DIRECTIONS FOR THIS TASK: Can you pull out each line of the data below that includes the word "layout"?

[Stored items]
Content starts

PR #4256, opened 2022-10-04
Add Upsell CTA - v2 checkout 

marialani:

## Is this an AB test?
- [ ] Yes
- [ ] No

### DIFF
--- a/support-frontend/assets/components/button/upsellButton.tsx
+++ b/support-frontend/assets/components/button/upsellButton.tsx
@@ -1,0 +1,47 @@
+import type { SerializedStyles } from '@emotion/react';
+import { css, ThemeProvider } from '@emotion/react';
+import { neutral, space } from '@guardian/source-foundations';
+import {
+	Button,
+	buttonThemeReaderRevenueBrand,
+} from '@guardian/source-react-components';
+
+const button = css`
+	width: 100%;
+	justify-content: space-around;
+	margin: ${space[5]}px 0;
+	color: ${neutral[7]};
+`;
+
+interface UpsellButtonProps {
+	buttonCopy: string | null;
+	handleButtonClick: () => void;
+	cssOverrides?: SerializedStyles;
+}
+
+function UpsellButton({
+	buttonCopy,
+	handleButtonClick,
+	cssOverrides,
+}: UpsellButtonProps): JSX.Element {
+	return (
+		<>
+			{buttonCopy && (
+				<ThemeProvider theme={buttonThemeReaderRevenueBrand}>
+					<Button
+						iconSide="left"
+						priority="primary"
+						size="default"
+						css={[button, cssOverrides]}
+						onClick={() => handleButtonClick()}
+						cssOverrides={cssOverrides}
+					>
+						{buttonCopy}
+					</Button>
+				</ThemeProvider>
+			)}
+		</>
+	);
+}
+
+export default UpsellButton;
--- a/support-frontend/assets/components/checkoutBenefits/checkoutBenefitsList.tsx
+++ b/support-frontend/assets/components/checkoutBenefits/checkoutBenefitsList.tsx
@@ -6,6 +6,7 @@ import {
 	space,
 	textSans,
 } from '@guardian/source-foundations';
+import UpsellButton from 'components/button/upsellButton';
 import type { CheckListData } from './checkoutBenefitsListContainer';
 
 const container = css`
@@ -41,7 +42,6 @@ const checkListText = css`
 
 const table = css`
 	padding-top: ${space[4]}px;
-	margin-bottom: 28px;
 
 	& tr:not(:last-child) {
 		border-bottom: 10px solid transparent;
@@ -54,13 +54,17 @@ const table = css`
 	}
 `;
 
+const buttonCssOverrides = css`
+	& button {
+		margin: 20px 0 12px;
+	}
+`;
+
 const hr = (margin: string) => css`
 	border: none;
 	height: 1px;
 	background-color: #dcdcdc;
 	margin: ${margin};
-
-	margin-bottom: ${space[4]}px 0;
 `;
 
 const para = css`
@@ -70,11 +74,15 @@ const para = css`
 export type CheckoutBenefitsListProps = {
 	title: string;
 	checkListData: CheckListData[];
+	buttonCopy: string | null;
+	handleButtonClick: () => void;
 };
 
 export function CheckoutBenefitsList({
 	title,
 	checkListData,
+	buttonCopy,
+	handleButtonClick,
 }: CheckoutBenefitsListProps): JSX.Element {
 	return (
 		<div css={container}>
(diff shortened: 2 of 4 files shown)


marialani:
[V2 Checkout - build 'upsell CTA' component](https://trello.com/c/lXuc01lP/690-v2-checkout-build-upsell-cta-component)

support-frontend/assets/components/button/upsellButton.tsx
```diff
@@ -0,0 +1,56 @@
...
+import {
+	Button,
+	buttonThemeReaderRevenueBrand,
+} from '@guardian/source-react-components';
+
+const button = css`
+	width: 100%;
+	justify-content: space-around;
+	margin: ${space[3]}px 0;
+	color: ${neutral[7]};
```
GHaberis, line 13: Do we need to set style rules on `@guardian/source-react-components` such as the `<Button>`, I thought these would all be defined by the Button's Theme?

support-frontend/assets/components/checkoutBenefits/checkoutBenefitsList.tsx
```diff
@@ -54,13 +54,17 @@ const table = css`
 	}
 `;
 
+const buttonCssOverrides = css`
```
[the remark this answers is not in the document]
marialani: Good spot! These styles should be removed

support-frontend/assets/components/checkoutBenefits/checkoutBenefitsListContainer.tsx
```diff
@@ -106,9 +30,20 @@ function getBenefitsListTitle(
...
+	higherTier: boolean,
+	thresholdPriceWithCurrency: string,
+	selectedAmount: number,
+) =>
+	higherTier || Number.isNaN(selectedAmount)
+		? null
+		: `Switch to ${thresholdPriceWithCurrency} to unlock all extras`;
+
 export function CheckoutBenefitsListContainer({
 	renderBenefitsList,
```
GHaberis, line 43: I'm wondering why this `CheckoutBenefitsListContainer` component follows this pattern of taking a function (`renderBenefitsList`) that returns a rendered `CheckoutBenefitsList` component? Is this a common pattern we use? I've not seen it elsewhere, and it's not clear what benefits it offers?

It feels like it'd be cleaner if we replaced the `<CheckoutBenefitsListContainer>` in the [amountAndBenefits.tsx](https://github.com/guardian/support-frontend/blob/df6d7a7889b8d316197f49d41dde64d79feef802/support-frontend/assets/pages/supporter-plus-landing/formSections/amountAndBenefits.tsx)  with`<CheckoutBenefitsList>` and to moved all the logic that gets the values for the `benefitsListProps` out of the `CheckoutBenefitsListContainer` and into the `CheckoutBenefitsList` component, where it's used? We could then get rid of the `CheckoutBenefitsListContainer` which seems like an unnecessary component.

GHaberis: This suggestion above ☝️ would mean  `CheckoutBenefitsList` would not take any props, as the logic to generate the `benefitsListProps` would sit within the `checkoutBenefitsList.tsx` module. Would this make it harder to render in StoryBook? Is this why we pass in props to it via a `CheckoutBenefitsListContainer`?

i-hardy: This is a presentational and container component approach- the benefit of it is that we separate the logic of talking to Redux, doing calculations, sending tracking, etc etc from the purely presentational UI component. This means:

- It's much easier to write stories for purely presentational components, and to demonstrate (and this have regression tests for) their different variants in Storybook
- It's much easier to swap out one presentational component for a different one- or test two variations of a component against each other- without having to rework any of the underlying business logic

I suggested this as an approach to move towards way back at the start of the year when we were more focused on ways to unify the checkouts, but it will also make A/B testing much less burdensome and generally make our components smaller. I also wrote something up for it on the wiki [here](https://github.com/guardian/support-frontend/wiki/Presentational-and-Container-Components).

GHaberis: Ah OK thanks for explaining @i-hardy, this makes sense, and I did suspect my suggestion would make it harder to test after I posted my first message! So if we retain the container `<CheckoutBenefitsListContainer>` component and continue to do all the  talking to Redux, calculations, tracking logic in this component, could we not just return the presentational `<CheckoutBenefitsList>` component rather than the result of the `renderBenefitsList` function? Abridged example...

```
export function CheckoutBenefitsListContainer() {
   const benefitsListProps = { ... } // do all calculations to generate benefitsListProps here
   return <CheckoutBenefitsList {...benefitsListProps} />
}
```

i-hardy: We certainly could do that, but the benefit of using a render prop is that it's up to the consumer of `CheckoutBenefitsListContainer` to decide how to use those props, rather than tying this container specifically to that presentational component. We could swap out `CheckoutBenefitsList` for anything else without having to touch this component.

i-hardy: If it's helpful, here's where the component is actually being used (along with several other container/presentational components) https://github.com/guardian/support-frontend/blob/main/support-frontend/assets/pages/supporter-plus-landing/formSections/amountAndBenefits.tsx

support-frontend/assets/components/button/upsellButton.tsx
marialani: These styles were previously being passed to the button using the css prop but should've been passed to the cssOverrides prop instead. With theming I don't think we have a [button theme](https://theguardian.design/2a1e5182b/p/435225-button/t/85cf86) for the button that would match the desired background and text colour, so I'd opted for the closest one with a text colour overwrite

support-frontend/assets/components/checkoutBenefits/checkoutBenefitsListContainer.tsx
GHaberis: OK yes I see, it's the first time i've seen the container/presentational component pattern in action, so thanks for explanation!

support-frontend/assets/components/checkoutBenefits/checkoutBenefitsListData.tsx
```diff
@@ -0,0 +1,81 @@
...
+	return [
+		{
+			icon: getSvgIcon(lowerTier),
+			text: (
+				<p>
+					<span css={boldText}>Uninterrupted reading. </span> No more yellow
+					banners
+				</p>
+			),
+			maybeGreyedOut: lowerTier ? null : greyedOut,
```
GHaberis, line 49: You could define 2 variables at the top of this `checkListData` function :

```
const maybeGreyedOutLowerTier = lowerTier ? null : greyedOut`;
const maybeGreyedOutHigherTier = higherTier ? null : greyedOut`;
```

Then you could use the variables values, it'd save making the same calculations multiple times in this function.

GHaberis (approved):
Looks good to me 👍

Content ends
Content starts

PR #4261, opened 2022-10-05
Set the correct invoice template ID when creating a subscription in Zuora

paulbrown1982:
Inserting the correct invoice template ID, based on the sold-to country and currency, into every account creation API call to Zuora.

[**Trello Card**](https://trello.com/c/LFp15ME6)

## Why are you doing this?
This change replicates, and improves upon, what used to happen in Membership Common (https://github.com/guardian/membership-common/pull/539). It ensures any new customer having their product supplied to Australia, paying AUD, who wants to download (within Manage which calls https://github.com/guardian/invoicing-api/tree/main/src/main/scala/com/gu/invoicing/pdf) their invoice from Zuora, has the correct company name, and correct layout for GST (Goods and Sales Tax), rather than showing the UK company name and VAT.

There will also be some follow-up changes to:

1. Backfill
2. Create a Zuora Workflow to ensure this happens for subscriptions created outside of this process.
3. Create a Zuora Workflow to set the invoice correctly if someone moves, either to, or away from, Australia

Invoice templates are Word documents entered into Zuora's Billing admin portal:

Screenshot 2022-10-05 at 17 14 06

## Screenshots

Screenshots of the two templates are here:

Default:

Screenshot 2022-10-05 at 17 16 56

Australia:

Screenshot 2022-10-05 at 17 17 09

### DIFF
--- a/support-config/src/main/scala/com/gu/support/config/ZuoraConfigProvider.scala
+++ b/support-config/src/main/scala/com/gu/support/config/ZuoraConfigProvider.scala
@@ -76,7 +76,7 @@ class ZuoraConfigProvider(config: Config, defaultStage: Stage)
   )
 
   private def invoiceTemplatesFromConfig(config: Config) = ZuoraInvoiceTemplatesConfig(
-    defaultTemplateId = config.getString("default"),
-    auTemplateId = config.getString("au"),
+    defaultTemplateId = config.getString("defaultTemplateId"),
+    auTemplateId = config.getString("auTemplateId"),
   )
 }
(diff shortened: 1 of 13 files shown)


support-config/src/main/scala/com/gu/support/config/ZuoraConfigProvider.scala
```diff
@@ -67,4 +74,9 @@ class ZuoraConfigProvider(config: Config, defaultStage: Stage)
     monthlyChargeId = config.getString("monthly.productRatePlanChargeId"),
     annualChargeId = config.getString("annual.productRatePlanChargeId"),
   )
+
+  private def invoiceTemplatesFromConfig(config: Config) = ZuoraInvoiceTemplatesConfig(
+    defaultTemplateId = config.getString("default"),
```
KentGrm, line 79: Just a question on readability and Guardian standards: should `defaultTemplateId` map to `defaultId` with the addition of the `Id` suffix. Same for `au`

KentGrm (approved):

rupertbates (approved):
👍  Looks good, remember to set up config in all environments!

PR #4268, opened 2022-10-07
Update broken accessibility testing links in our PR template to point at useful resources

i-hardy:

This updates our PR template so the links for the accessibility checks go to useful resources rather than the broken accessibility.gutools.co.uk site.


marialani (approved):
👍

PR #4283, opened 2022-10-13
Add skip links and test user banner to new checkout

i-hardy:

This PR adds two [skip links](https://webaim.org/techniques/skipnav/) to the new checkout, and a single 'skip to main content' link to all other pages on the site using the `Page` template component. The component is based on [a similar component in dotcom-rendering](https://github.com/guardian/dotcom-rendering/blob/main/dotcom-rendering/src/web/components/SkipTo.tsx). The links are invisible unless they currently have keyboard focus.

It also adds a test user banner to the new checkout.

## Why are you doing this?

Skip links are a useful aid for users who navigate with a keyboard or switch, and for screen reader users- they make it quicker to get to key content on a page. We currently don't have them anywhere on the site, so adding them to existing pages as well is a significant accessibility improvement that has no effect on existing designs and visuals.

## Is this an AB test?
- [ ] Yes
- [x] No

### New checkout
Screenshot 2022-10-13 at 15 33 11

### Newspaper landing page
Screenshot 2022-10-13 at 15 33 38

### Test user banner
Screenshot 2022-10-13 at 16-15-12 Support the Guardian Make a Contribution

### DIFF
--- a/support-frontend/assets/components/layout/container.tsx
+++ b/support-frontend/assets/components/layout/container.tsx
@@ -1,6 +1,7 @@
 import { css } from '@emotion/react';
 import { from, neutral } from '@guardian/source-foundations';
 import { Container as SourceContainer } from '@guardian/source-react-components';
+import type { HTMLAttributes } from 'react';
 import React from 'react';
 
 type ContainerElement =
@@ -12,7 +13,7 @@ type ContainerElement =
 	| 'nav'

Content ends

SOLUTION TO THE PROBLEM:
This change replicates, and improves upon, what used to happen in Membership Common (https://github.com/guardian/membership-common/pull/539). It ensures any new customer having their product supplied to Australia, paying AUD, who wants to download (within Manage which calls https://github.com/guardian/invoicing-api/tree/main/src/main/scala/com/gu/invoicing/pdf) their invoice from Zuora, has the correct company name, and correct layout for GST (Goods and Sales Tax), rather than showing the UK company name and VAT.
--- a/support-frontend/assets/components/layout/container.tsx
+++ b/support-frontend/assets/components/layout/container.tsx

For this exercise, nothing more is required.